**Study material**.
—————

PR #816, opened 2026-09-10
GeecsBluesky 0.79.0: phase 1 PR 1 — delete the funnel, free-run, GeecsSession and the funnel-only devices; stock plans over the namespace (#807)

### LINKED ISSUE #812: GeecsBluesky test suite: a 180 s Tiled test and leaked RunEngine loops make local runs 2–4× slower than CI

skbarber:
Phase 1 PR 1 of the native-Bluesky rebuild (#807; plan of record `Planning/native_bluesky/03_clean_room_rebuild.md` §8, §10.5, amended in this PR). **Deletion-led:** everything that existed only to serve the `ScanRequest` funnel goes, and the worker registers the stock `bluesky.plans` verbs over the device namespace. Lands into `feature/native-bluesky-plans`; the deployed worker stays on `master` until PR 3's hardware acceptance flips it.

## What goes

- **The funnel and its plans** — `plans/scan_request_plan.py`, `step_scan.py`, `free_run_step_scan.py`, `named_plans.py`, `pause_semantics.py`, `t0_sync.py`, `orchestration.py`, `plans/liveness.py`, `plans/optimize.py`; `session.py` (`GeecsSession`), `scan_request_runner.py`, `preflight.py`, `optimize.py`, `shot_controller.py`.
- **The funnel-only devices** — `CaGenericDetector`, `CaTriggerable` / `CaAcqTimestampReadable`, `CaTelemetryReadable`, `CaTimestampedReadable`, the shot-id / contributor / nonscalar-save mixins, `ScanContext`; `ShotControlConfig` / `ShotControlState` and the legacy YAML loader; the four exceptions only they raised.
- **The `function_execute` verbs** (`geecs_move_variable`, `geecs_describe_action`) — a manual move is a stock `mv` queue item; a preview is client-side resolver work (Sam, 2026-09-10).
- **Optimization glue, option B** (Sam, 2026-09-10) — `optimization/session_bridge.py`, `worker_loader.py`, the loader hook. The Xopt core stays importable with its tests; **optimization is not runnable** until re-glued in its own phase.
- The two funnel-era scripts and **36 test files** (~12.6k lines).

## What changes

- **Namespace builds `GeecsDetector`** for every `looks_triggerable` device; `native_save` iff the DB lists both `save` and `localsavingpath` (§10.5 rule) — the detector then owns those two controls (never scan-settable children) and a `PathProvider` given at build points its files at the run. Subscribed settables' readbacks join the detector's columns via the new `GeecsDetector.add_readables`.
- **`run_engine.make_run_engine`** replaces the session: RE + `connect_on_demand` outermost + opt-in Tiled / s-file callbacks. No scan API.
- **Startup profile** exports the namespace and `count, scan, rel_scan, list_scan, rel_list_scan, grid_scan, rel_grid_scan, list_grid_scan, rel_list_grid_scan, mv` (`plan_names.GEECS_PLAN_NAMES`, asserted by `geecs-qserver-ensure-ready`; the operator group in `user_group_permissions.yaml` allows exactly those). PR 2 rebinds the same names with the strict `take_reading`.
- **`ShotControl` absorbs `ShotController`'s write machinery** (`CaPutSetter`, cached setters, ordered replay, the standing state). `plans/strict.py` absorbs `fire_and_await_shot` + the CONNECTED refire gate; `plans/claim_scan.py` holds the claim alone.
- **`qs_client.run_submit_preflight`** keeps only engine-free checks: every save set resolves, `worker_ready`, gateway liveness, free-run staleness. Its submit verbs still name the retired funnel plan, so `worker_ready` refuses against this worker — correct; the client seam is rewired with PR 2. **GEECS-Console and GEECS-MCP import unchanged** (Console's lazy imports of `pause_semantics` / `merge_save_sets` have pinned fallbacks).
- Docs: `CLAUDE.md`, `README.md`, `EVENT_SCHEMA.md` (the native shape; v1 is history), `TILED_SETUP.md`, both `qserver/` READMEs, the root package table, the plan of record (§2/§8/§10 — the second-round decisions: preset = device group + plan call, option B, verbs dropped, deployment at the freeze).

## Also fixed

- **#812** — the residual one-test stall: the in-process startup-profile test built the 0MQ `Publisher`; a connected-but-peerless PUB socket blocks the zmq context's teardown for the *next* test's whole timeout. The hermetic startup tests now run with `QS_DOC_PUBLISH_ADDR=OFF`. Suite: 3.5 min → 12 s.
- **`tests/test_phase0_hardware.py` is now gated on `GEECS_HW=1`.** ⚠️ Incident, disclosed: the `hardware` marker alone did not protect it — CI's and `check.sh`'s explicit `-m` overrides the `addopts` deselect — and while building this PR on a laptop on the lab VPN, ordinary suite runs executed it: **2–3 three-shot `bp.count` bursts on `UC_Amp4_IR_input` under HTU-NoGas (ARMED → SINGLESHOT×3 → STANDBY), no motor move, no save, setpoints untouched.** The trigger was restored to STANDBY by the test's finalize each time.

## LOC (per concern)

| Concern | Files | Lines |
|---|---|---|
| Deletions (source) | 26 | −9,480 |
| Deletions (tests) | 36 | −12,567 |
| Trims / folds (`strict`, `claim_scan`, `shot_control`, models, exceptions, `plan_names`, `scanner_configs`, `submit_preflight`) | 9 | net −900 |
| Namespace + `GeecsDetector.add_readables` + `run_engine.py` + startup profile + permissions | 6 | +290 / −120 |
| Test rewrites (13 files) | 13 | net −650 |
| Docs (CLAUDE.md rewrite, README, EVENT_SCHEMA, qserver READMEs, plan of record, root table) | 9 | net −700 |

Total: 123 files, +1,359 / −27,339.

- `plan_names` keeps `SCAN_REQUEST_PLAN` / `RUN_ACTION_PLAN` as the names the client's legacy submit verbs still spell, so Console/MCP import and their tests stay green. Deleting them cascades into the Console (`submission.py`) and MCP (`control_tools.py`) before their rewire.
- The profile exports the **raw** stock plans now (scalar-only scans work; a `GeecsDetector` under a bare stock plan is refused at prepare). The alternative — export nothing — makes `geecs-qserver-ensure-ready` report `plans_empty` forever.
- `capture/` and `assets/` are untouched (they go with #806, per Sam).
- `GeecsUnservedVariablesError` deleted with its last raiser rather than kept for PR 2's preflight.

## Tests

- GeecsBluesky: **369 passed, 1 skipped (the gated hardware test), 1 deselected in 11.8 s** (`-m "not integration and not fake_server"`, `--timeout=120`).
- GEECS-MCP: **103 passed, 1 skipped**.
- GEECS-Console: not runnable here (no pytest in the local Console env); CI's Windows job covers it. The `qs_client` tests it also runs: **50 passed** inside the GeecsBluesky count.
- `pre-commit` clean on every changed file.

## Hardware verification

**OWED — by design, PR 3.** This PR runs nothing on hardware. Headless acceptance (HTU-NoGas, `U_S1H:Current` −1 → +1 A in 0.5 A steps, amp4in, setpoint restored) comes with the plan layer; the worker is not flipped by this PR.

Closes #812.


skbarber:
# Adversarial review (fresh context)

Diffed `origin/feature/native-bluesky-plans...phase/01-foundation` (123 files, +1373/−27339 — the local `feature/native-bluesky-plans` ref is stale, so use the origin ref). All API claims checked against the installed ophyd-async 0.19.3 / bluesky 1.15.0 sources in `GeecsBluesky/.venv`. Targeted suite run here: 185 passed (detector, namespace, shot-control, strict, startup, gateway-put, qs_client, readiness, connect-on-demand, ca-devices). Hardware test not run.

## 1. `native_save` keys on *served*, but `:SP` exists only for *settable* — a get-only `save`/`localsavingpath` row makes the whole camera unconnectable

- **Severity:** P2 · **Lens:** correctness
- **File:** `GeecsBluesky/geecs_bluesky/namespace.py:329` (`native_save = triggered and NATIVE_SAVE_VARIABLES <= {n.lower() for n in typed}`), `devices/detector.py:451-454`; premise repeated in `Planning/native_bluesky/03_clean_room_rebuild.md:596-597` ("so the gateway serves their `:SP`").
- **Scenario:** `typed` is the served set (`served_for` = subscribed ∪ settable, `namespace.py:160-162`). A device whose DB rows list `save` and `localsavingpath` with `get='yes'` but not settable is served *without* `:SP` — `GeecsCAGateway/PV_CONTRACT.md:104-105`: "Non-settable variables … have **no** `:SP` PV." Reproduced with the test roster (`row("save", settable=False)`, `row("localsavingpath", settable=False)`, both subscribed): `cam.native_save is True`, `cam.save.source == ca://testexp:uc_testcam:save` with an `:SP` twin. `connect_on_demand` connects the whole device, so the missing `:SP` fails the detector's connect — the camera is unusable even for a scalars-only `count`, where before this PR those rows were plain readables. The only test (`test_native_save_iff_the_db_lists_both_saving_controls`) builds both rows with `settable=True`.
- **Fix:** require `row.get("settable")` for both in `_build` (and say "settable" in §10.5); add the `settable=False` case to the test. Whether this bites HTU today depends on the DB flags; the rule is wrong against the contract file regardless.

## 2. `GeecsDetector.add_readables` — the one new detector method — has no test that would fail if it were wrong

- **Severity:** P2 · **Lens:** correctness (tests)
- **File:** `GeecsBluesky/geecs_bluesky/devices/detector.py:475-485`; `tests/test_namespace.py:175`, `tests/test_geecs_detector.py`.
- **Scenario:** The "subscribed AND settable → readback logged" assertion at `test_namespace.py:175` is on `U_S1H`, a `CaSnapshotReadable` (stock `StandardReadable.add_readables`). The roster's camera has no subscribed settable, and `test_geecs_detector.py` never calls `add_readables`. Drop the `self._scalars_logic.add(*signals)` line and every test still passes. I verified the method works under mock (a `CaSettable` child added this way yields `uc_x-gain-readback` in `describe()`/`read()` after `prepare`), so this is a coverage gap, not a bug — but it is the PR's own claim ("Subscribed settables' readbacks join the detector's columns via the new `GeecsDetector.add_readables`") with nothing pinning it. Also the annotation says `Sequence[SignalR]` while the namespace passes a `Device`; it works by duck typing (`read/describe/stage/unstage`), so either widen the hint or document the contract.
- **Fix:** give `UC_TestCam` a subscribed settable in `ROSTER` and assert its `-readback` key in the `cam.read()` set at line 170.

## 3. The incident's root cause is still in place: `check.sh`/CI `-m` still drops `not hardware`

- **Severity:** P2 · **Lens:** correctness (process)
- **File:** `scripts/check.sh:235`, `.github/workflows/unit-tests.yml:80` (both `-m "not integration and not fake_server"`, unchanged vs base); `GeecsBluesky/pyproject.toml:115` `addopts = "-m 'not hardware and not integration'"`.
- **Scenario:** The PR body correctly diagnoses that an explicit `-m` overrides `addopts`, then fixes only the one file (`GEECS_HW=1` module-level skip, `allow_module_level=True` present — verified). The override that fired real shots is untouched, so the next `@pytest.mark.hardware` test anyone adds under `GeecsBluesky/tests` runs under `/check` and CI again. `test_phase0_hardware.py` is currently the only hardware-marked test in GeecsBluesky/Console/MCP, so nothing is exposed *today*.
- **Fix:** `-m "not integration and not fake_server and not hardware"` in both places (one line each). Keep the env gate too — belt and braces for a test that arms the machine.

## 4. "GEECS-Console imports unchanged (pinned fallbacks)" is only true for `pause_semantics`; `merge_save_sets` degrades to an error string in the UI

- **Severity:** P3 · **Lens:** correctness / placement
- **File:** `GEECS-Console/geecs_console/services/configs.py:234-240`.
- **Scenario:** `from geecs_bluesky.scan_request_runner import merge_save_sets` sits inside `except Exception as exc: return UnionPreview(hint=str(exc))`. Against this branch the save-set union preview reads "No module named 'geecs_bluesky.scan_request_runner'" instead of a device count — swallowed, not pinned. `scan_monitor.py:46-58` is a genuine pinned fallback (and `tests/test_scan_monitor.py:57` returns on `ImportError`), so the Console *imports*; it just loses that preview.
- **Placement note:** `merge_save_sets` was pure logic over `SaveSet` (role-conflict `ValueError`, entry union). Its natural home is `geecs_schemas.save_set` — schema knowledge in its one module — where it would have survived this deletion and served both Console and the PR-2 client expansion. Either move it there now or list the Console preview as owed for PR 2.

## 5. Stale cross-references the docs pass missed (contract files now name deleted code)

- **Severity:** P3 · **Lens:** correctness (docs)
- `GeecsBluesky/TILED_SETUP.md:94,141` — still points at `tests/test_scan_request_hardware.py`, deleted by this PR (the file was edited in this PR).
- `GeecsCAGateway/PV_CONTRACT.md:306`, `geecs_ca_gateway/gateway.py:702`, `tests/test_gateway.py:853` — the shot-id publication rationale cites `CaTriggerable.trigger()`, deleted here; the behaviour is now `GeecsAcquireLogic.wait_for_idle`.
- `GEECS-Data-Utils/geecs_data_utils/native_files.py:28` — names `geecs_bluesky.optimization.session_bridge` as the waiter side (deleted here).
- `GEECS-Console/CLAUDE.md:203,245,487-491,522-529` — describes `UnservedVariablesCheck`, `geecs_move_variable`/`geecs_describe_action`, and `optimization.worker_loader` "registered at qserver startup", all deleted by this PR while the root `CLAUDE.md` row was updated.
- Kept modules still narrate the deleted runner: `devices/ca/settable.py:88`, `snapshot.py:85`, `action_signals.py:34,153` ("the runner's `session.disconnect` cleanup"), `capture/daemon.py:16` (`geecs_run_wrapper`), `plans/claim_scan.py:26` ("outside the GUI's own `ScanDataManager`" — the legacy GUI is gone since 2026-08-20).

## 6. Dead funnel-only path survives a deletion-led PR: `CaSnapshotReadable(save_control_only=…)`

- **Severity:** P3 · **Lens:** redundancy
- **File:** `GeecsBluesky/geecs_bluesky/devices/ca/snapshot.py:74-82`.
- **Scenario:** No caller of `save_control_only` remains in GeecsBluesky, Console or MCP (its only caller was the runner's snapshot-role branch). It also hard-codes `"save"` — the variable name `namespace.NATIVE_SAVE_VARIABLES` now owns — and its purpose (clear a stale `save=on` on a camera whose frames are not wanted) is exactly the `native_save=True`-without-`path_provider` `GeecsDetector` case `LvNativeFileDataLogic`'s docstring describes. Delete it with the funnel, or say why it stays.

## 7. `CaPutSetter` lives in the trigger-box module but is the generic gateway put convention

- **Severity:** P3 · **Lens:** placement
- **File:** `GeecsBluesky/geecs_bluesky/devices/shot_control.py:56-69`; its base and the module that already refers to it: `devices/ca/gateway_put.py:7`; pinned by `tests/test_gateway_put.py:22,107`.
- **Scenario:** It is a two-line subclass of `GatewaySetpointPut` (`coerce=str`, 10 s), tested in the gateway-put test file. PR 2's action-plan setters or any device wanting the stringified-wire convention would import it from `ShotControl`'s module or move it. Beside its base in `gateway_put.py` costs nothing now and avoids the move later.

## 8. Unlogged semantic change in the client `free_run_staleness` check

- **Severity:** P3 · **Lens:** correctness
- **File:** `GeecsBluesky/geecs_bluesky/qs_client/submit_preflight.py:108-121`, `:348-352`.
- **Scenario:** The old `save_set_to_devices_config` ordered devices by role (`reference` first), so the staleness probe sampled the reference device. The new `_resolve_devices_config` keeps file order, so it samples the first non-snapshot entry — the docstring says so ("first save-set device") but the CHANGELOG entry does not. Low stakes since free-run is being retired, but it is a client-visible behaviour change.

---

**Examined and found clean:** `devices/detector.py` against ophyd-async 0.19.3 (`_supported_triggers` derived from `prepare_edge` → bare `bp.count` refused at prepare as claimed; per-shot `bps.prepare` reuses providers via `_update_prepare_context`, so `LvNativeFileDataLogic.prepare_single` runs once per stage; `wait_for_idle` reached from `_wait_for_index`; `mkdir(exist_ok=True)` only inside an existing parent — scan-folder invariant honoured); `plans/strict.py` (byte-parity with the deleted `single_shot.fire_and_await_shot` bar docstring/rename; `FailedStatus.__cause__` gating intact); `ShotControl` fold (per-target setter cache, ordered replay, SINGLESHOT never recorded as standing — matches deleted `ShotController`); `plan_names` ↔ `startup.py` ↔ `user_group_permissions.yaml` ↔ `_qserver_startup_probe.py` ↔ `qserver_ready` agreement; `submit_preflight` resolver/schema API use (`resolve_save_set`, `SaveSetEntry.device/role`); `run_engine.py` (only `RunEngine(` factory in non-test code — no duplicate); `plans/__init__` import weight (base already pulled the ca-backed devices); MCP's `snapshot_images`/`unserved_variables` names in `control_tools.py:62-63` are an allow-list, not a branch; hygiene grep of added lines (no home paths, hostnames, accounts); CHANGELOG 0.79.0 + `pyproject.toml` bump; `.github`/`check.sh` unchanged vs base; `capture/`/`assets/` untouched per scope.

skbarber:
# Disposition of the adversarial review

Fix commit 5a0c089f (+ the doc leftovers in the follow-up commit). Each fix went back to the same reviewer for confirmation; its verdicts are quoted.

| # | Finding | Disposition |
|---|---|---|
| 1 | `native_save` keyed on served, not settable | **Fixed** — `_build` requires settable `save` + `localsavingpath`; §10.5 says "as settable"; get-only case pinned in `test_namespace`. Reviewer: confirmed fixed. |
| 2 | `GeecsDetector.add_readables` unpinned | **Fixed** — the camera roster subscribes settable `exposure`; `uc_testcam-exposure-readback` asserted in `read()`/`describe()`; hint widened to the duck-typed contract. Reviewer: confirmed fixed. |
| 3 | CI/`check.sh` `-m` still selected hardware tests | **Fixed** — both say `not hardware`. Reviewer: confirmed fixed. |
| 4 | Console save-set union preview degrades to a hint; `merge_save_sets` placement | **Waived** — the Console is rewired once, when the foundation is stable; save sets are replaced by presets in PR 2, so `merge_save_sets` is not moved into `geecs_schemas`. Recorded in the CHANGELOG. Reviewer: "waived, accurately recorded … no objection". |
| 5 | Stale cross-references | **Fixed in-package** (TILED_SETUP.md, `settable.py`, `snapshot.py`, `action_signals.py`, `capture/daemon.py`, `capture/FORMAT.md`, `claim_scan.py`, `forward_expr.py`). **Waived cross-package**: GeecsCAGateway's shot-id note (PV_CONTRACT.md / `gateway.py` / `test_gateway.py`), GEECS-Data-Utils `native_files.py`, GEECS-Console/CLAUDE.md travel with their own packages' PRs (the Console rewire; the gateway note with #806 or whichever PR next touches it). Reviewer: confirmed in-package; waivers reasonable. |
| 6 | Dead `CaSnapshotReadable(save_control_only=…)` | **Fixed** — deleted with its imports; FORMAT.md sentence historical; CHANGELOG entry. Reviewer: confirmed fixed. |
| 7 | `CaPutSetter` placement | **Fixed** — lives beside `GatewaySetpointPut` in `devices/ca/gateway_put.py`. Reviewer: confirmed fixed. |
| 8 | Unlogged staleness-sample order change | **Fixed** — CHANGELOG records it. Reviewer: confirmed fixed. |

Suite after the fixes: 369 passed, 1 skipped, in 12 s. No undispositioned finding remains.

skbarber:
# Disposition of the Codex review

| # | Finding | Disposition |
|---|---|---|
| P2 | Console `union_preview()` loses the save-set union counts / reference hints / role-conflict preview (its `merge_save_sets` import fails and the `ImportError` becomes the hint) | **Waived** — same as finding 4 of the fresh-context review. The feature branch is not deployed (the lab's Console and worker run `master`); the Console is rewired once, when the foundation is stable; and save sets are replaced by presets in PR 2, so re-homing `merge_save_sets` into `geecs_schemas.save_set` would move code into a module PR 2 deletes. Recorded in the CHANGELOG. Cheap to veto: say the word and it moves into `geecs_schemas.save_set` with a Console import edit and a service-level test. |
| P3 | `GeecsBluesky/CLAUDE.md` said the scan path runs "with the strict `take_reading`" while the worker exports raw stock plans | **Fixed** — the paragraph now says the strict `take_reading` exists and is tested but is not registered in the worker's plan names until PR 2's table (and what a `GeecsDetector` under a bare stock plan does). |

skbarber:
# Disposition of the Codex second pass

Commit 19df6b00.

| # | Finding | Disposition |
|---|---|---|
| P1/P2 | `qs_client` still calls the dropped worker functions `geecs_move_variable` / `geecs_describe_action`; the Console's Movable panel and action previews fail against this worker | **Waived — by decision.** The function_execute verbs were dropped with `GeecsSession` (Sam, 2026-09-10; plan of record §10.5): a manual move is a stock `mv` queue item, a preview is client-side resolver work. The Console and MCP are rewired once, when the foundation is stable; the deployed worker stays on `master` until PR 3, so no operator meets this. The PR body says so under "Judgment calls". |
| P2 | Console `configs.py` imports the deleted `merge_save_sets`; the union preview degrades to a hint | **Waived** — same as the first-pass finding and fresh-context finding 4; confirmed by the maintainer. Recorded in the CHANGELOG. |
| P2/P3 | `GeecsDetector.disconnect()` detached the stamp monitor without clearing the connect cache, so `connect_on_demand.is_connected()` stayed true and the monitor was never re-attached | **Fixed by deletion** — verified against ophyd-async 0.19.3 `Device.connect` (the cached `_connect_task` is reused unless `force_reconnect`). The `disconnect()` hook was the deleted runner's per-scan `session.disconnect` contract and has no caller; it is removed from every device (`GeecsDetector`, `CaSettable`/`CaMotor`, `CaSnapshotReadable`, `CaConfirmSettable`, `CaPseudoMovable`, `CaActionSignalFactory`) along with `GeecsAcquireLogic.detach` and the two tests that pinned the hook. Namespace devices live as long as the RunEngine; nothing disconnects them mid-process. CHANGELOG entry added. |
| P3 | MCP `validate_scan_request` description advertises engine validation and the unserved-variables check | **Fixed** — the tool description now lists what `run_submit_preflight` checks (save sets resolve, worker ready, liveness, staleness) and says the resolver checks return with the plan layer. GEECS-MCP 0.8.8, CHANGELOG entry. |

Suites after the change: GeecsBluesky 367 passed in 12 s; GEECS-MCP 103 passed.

—————

**Task description**. An exact, complete copy of the lines above from the one with "arms the machine." through the one with "- **Placement note:**" is the whole answer.

**Task solution**.
- **Fix:** `-m "not integration and not fake_server and not hardware"` in both places (one line each). Keep the env gate too — belt and braces for a test that arms the machine.

## 4. "GEECS-Console imports unchanged (pinned fallbacks)" is only true for `pause_semantics`; `merge_save_sets` degrades to an error string in the UI

- **Severity:** P3 · **Lens:** correctness / placement
- **File:** `GEECS-Console/geecs_console/services/configs.py:234-240`.
- **Scenario:** `from geecs_bluesky.scan_request_runner import merge_save_sets` sits inside `except Exception as exc: return UnionPreview(hint=str(exc))`. Against this branch the save-set union preview reads "No module named 'geecs_bluesky.scan_request_runner'" instead of a device count — swallowed, not pinned. `scan_monitor.py:46-58` is a genuine pinned fallback (and `tests/test_scan_monitor.py:57` returns on `ImportError`), so the Console *imports*; it just loses that preview.
- **Placement note:** `merge_save_sets` was pure logic over `SaveSet` (role-conflict `ValueError`, entry union). Its natural home is `geecs_schemas.save_set` — schema knowledge in its one module — where it would have survived this deletion and served both Console and the PR-2 client expansion. Either move it there now or list the Console preview as owed for PR 2.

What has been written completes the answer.